===== Exercise data

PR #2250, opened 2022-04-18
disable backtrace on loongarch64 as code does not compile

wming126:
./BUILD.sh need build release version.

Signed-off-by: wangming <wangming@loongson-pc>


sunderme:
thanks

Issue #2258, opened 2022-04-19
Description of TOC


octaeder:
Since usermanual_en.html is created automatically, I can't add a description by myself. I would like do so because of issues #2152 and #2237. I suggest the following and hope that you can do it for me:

==========

→ **Exercise goal**
Give the records back in full, word for word.

→ **Response area**
PR #2250, opened 2022-04-18
disable backtrace on loongarch64 as code does not compile

wming126:
./BUILD.sh need build release version.

Signed-off-by: wangming <wangming@loongson-pc>


sunderme:
thanks

Issue #2258, opened 2022-04-19
Description of TOC


octaeder:
Since usermanual_en.html is created automatically, I can't add a description by myself. I would like do so because of issues #2152 and #2237. I suggest the following and hope that you can do it for me:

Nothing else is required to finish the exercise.